The Prime Number Game Experiment
Design + Creativity + Serendipity
Here’s an interesting question. Suppose two teams started with the same carefully thought out moderate design for an educational game, and went their own ways with it. The starting point would be a reasonably concrete and carefully thought out plan, but then creativity and serendipity would be allowed to make their influences on each project. How similar would the two projects end up?
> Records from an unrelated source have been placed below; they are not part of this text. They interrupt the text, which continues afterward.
PR #7451, opened 2022-04-29
Do not copy creator and creation date when transporting task documents.

njohner:
When closing a cross-client "information" task, documents can be copied to a dossier on the responsible client. In such cases, we also copied over the "creator" and "created" to the copied document. This is not consistent with normal copy of a document and is a bit confusing as in the journal it says that the document was added by the current user, whereas the creator is still the creator of the original document.

No upgrade step to fix existing such documents. Also I corrected this only for copying documents when closing a task and not generally in the transporter, as I think in most cases it makes sense to copy the Creator and creation date.

For [CA-4096]

## Checklist
- [x] Changelog entry

[CA-4096]: https://4teamwork.atlassian.net/browse/CA-4096?atlOrigin=eyJpIjoiNWRkNTljNzYxNjVmNDY3MDlhMDU5Y2ZhYzA5YTRkZjUiLCJwIjoiZ2l0aHViLWNvbS1KU1cifQ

Bubbly Primes and Prime Escape
We have done just this with two independent companies each coding independent math games based on the same design. The design clearly describes the game, but not in precise detail. For example, although ideas for the graphical content are explained in prose, the actual artwork was left to be realized. Gameplay was done in the same way. General functionality was described well enough to convey basic ideas, but technical detail was left to the realization. Two parallel projects were then undertaken by professional software engineers, each of which with decades of experience building production software. Prime Escape, Randy Schenks’s Android game has just been released on Google Play. Nuhubit Software Studios LLC’s game, Bubbly Primes, for iPhone, iPad, and iPod touch is just a little bit behind.
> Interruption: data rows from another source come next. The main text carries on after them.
PR #7453, opened 2022-05-04
Fix moving an object with the api where not all path elements are accessible.

phgross:
Use our own `get_obj_by_path` in the `@move` endpoint to fix a traversal bug, when not all path elements are accessible.

For [CA-4138]

## Checklist
- [x] Changelog entry

[CA-4138]: https://4teamwork.atlassian.net/browse/CA-4138?atlOrigin=eyJpIjoiNWRkNTljNzYxNjVmNDY3MDlhMDU5Y2ZhYzA5YTRkZjUiLCJwIjoiZ2l0aHViLWNvbS1KU1cifQ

Screenshots of Bubbly Primes for iPhone, iPad, and iPod touch (left) and Prime Escape for Android (right).
Similar but Different
The two math games are similar but different, in interesting ways. They both accomplish their educational goal (the player becomes adept at factoring, recognizing prime numbers, and so forth). Gameplay is similar on a high level. However, the pace, the look and feel, and strategic play on deeper levels is extremely different. The artwork is definitely different.
No surprises?
I wonder to what degree people might feel they are different versions of the same game or perhaps different related games. Having played beta versions of both, I’m not sure what I would say myself. Although, I’m not exactly sure whether I would consider them to be different games or different versions of the same game, I do think that what is different makes sense, and really, is what I would have expected. At their core, the games are pretty similar, and yet, beyond that, they ended up very different.
Nothing is Easy
Organizing ideas into a design is hard. Implementing computer software based on a moderate design is hard. Shepherding a software project to completion is hard. Our approach acknowledges difficulty at every step. Instead of attempting to front load the difficulty of the project by putting together a foolproof design ahead of time, conceptual work is spread out more evenly over the project, requiring experience, judgement and hard work from beginning to end, from the top-down and from the bottom-up. And occasionally, it permits an invigorating glance past the threshold of chaos.
Update [June 2019]
Unfortunately, Prime Escape seems to no longer be available on Google Play, and its website is down. It was fun while it lasted.